The Housemaid by Freida McFadden | Thriller Fiction Review

A fun popcorn read despite my many complaints.

My 2 Cents for Free!


The Housemaid by Freida McFadden

Released April 2022
Source: Library Borrow
See more @ Goodreads

I think the entirety of Goodreads has read this before me but my turn with the audio finally came in from the library and I dropped everything else to give it a listen and I have no regrets. These books are always fun and often they are so very silly and that’s exactly why I keep reading them! I never pick one up expecting some literary treasure for the times or a story where every plot hole is secured up nice and tight. I always pick one up when I need something to clear my head and they always do that.

Millie is a down on her luck young woman living out of her car after being released from a ten-year prison stint. She’s having trouble securing a decent job but finally has a little luck when a wealthy family with a creepy looking Children of the Damned daughter offers her a job as their live-in housemaid and gives her a room in the attic with a cot and a scratched-up door that locks from the outside. But the husband is hot and the wife seems nice, so she goes with the flow. Going with the flow means she downplays her looks so as not to tempt the husband and piss off wife Nina. She soon discovers that you don’t want to piss off Nina or their bratty daughter. Almost immediately the gaslighting begins.

As is the case with all of these books, it takes some wild turns but now that I’m thinking things over, I’m a bit disappointed that the kid wasn’t creepy AT ALL. She was just spoiled and growing up to be a terrible person. Such a wasted opportunity. Oh well, the book is messed up enough without adding that too, I suppose. Anyhow, stuff and things happen.

There are a few things here that don’t make any kind of sense, but the main one was the gardener with the language barrier. That whole thing bewilders me the more I think about it but to say more would be to ruin things for the one person left who hasn’t read this book yet. These people are terrible but that’s why these books are fun. Even Millie. She has such assholish thoughts about Nina from the very beginning. Here’s one little choice nugget:

“When she throws back her head and laughs her double chin wobbles.”

She thinks this right after Nina gives her a giant bag of beautiful clothes and seems to have nothing but unkind thoughts when it comes to Nina’s looks. Just ick. So unnecessary and gross.
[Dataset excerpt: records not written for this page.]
Issue #123, opened 2020-07-18
Unable to load the Mozilla issuers: Not a valid PEM


jcjones:
Generation currently broken due to some change at the CCADB

```json
{
  "insertId": "m9idpjiz2k540wg30",
  "jsonPayload": {
    "pid": "17",
    "source": "aggregate-crls.go:576",
    "message": "Unable to load the Mozilla issuers: Not a valid PEM at line 29995"
  },
  "timestamp": "2020-07-18T12:03:06.315637Z",
  "severity": "CRITICAL",
  "logName": "projects/crlite-beta/logs/stderr",
  "sourceLocation": {
    "file": "aggregate-crls.go",
    "line": "576"
  },
  "receiveTimestamp": "2020-07-18T12:03:25.356111905Z"
}
```

Relevant code: https://github.com/mozilla/crlite/blob/3c9708b7e8cca59cb7916f76ce688f52402af1ff/go/rootprogram/issuers.go#L219-L227

jcjones:
There are two lines in the CCADB report that have no PEM, where column 4 is `""`.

Anyhow, the “laundry machine” makes an appearance here again and there is talk of a character wanting to go out and make “grass angels” on the lawn (instead of snow angels?) which are weird little things that always stick out to me in these books. Do you all make grass angels in areas without snow? Is this a real thing? If so, I apologize for bringing it up again. I even googled it this time and I got nowhere. Also, if you say “laundry machine” instead of "washing machine” I also apologize.

I’m going to give this one a 3 because it hooked me in and didn’t let go but I sometimes didn’t love the narration. The narrator channels Cyndi Lauper for Millie’s voice and it fades in and out while everyone else has a lovely, normal sounding voice. "Skeletal” is pronounced as “skeleetle” (like a beetle) and I laughed and laughed and rewound and laughed some more. I still don’t know why this struck me as funny and I think they pronounce it this way in other countries, but these characters were based in NY. It just added another layer of strangeness to a wild story, but I was grateful for the laugh. Being from the Boston area, I pronounce a lot of things strangely when I get mad, so I guess I'm not one to talk.

Despite my many petty complaints, it IS a fun way to spend a few hours with a group of people doing questionable and terrible things. The ending is shamelessly ridiculous, but the world is a ridiculous place right now so it could happen, lol.

Final Rating: ⭐


Publisher Plot Synopsis 

“Welcome to the family,” Nina Winchester says as I shake her elegant, manicured hand. I smile politely, gazing around the marble hallway. Working here is my last chance to start fresh. I can pretend to be whoever I like. But I’ll soon learn that the Winchesters’ secrets are far more dangerous than my own…

Every day I clean the Winchesters’ beautiful house top to bottom. I collect their daughter from school. And I cook a delicious meal for the whole family before heading up to eat alone in my tiny room on the top floor.

I try to ignore how Nina makes a mess just to watch me clean it up. How she tells strange lies about her own daughter. And how her husband Andrew seems more broken every day. But as I look into Andrew’s handsome brown eyes, so full of pain, it’s hard not to imagine what it would be like to live Nina’s life. The walk-in closet, the fancy car, the perfect husband.

I only try on one of Nina’s pristine white dresses once. Just to see what it’s like. But she soon finds out… and by the time I realize my attic bedroom door only locks from the outside, it’s far too late.

But I reassure myself: the Winchesters don’t know who I really am.

They don’t know what I’m capable of…

An unbelievably twisty read that will have you glued to the pages late into the night. Anyone who loves The Woman in the Window, The Wife Between Us and The Girl on the Train won’t be able to put this down!